- GOAL OF THE EXERCISE:
Your task is to copy the stretch of lines in the records below that begins with the line containing "PR #120, opened 2021-07-06" and ends with the line containing "property alias cancelText: prompt.cancelText", exactly as written, with nothing added.

RECORDS PROVIDED START

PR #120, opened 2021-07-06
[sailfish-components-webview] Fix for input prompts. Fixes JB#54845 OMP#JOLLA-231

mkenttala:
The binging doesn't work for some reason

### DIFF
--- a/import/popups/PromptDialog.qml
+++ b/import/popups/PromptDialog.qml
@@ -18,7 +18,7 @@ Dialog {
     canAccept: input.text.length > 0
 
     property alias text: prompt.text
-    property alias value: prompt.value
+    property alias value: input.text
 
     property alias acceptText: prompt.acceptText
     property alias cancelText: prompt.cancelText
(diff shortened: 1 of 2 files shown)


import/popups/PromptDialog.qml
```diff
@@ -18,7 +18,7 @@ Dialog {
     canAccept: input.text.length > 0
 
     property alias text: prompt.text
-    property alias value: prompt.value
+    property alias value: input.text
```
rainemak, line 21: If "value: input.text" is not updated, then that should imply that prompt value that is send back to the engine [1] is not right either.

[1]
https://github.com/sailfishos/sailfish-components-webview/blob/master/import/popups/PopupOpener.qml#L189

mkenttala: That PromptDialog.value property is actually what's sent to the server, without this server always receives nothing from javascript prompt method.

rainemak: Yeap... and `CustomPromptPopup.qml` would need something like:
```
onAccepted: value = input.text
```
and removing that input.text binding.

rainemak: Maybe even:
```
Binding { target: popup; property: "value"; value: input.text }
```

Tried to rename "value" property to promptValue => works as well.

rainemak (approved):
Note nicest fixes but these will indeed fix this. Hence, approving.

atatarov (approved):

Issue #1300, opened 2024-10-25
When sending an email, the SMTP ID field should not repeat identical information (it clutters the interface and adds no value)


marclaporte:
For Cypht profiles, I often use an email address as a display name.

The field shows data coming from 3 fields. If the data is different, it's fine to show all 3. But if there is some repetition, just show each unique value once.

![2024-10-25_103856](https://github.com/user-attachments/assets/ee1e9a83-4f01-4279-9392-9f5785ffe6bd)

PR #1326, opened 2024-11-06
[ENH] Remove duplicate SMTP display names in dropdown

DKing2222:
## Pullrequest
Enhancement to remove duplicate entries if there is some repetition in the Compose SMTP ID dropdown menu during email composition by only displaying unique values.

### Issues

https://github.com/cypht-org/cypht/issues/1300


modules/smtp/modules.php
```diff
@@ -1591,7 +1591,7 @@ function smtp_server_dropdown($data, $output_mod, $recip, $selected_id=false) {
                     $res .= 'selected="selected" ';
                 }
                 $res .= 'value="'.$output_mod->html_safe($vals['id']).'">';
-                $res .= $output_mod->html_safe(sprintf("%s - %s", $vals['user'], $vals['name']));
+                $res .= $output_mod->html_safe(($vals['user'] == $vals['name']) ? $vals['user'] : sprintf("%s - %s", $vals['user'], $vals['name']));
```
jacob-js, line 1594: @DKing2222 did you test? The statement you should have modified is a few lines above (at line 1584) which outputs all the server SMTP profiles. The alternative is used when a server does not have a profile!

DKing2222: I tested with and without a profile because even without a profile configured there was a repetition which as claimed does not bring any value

RECORDS PROVIDED END
RECORDS PROVIDED START

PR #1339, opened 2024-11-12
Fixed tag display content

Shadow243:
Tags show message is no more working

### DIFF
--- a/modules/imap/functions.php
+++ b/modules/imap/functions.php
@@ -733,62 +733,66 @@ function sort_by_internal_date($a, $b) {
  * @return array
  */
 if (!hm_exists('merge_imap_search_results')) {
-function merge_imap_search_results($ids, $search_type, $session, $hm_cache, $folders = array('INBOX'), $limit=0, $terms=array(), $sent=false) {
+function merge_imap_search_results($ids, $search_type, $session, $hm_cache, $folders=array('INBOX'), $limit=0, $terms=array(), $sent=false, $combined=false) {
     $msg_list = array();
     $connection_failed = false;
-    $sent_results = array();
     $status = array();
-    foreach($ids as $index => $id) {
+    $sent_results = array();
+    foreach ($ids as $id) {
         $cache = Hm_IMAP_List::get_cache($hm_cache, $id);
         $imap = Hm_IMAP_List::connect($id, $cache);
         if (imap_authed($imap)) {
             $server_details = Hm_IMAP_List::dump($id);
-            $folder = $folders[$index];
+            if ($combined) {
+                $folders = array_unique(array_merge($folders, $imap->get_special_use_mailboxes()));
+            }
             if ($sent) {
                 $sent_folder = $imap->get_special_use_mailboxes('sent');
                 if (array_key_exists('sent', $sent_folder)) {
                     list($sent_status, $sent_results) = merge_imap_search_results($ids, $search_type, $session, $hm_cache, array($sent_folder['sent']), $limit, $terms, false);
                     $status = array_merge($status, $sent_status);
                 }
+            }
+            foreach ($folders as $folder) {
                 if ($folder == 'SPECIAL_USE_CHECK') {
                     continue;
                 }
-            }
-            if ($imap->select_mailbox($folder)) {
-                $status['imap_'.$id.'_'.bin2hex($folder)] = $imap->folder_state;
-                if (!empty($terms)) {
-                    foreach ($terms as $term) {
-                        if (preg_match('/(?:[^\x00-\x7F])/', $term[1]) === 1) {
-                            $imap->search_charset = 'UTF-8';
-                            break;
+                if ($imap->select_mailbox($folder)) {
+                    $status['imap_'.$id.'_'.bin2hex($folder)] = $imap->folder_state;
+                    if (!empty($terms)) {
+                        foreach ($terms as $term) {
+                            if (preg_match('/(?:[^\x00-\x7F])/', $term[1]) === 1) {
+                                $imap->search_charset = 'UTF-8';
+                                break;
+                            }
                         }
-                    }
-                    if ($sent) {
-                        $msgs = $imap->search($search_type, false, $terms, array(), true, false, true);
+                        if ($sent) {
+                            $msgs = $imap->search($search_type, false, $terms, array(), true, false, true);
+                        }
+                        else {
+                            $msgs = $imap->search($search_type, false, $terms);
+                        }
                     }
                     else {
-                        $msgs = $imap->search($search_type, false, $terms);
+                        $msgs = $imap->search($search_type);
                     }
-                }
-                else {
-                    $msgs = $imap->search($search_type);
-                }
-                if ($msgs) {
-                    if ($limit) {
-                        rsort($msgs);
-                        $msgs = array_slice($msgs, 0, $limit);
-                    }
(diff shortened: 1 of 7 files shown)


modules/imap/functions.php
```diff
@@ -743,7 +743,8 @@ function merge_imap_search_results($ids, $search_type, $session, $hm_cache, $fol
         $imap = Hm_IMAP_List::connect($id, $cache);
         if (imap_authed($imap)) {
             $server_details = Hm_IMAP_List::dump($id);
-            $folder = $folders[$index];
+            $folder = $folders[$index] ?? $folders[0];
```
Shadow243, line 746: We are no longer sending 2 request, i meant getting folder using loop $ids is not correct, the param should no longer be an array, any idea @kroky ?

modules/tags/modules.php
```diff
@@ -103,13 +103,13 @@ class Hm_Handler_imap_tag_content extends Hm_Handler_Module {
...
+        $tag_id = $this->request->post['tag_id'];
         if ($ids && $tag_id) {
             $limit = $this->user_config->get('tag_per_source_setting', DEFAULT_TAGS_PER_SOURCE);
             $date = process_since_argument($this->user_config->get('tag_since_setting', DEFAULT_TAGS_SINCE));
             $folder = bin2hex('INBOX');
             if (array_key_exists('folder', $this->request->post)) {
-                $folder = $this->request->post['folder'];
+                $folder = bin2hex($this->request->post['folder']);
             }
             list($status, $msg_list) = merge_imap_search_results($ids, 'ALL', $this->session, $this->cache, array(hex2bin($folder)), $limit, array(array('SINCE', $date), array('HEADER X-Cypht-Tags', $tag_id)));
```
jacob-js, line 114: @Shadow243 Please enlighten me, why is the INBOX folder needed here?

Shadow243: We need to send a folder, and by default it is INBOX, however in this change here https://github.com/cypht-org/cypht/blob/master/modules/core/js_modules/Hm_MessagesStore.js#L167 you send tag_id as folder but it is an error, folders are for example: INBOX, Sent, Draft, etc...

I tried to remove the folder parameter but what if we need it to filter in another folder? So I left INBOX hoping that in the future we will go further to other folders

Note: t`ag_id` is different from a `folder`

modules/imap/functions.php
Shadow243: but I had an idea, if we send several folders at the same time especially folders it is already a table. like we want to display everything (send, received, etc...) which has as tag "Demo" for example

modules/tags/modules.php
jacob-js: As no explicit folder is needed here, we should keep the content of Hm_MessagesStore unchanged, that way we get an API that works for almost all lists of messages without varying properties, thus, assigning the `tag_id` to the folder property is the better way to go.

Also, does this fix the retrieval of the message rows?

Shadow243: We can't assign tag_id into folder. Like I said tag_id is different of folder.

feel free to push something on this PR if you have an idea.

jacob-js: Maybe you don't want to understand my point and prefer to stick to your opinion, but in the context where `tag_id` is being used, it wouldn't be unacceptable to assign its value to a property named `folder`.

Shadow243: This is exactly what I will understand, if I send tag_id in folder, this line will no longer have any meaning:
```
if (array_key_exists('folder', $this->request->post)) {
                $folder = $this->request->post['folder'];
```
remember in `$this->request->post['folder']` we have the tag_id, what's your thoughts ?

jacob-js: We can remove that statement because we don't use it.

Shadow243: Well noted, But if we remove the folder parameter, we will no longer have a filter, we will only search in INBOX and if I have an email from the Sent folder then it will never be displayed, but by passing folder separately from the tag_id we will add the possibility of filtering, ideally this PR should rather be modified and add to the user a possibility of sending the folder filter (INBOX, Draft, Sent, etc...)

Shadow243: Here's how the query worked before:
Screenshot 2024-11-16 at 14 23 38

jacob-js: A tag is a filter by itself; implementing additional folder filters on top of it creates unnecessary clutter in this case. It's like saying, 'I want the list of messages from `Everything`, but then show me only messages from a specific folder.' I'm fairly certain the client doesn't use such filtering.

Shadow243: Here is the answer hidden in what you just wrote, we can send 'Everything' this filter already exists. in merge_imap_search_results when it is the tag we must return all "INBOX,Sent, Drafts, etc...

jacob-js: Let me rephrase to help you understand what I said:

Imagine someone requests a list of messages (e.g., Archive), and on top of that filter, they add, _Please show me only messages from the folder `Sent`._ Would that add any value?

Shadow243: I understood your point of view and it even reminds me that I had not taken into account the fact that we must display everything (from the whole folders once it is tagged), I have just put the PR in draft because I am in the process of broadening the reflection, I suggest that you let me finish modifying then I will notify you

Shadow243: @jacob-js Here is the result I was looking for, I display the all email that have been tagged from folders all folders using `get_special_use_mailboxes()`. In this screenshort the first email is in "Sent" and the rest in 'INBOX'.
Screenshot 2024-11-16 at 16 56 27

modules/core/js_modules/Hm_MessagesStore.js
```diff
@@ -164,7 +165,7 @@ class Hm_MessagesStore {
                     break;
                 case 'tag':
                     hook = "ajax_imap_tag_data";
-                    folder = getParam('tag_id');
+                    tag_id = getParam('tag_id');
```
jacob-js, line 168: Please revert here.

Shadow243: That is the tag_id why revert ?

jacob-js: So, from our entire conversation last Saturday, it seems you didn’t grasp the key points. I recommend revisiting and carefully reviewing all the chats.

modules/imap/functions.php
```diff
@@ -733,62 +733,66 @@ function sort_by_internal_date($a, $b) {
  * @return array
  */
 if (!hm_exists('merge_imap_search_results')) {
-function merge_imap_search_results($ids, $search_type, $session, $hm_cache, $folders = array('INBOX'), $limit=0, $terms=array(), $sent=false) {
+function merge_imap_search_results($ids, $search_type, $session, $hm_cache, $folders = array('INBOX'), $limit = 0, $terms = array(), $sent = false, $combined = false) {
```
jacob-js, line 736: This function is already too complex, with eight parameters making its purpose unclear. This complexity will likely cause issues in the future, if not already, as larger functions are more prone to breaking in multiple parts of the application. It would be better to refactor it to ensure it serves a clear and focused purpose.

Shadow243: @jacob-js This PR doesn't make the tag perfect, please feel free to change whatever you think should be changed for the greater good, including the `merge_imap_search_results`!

RECORDS PROVIDED END

- SOLUTION TO THE EXERCISE:
PR #120, opened 2021-07-06
[sailfish-components-webview] Fix for input prompts. Fixes JB#54845 OMP#JOLLA-231

mkenttala:
The binging doesn't work for some reason

### DIFF
--- a/import/popups/PromptDialog.qml
+++ b/import/popups/PromptDialog.qml
@@ -18,7 +18,7 @@ Dialog {
     canAccept: input.text.length > 0
 
     property alias text: prompt.text
-    property alias value: prompt.value
+    property alias value: input.text
 
     property alias acceptText: prompt.acceptText
     property alias cancelText: prompt.cancelText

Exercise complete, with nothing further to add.